Task requirements:
Each line from the start of the data below through the one containing "garretrieger: Fixed." must be reproduced exactly.

******************************

PR #1116, opened 2018-07-31
Update lookup collection to first collect features

garretrieger:
Then collect lookups from those features. This allows us to use a more optimized add_array call on the feature set.


behdad:
LGTM.

PR #1119, opened 2018-08-01
[subset] limit the max codepoint value to the unicode limit.

garretrieger:
When collecting all codepoints in the cmap avoid using large amount of memory for fonts that declare coverage over all 32 bit integers.


src/hb-ot-cmap-table.hh
```diff
@@ -437,8 +440,10 @@ struct CmapSubtableLongSegmented
   {
     for (unsigned int i = 0; i < this->groups.len; i++) {
       hb_set_add_range (out,
-			this->groups[i].startCharCode,
-			this->groups[i].endCharCode);
+			MIN ((unsigned int) this->groups[i].startCharCode,
+                             (unsigned int) HB_MAX_UNICODE_CODEPOINT_VALUE),
+                        MIN ((unsigned int) this->groups[i].endCharCode,
+                             (unsigned int) HB_MAX_UNICODE_CODEPOINT_VALUE));
```
behdad: Indentation seems off.

garretrieger: Fixed.

PR #1120, opened 2018-08-01
Apply reviews of hb_ot_layout_get_feature_name_ids

ebraminio:
Remained things,
* "What we want however is DEFINE_NULL_DATA for the two FeatureParams types in this change to use 0xFFFF instead of zero bytes." (If I figure out how)
* Bringing back hb_ot_layout_get_feature_characters (If someone create a test font for it)


ebraminio:
> "What we want however is DEFINE_NULL_DATA for the two FeatureParams types in this change to use 0xFFFF instead of zero bytes."

How to detect which one we are dealing with?

ebraminio:
The API should be altered itself https://github.com/harfbuzz/harfbuzz/pull/976#issuecomment-409460172

Issue #1130, opened 2018-08-09
handling _ in feature tags


mhosken:
Currently harfbuzz will not parse a feature which contains _ in its id. This isn't a problem with OT because there are no registered features with _ in the id. But it is a problem for a number of published fonts that use _ in graphite features.

Any chance the ISALNUM(**pp) could be relaxed to include (ISALNUM(**pp) || **pp == "_") in hb_common.cc in parse_tag()?

behdad:
I'm fine with that.  Send a PR.

khaledhosny:
PR was merged.

PR #1132, opened 2018-08-09
Support _ in feature ids

mhosken:
Addresses issue #1130.


mhosken:
The build fails on clang-O3-O0 due to apt problems and nothing to do with this PR.

The build fails on cmake-oracledeveloperstudio due to lack of a library libnsl and again has nothing to do with this PR (by my understanding).

PR #1136, opened 2018-08-14
Guard free_static function definitions with macro

eaenet:
This is required to compile chrome with 1.8.8 as we treat warnings as errors.


eaenet:
Err, I only want to latest change there. Let me try to recreate this pull request.

PR #1147, opened 2018-08-29
[DON'T MERGE] C++11 solution for previous commit

behdad:
Let's see which gods (new term we use to refer to build bots) we anger.
Will revert after.


behdad:
Okay, most angry.

PR #1148, opened 2018-08-29
Delete pkg.m4

rossburton:
pkg.m4 is provided by pkg-config, which is a requirement to build, and this copy is ancient.  Delete it to avoid it being used instead of the host copy.


behdad:
Thanks. Good to hear from you!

******************************

Answer to this exercise:
PR #1116, opened 2018-07-31
Update lookup collection to first collect features

garretrieger:
Then collect lookups from those features. This allows us to use a more optimized add_array call on the feature set.


behdad:
LGTM.

PR #1119, opened 2018-08-01
[subset] limit the max codepoint value to the unicode limit.

garretrieger:
When collecting all codepoints in the cmap avoid using large amount of memory for fonts that declare coverage over all 32 bit integers.


src/hb-ot-cmap-table.hh
```diff
@@ -437,8 +440,10 @@ struct CmapSubtableLongSegmented
   {
     for (unsigned int i = 0; i < this->groups.len; i++) {
       hb_set_add_range (out,
-			this->groups[i].startCharCode,
-			this->groups[i].endCharCode);
+			MIN ((unsigned int) this->groups[i].startCharCode,
+                             (unsigned int) HB_MAX_UNICODE_CODEPOINT_VALUE),
+                        MIN ((unsigned int) this->groups[i].endCharCode,
+                             (unsigned int) HB_MAX_UNICODE_CODEPOINT_VALUE));
```
behdad: Indentation seems off.

garretrieger: Fixed.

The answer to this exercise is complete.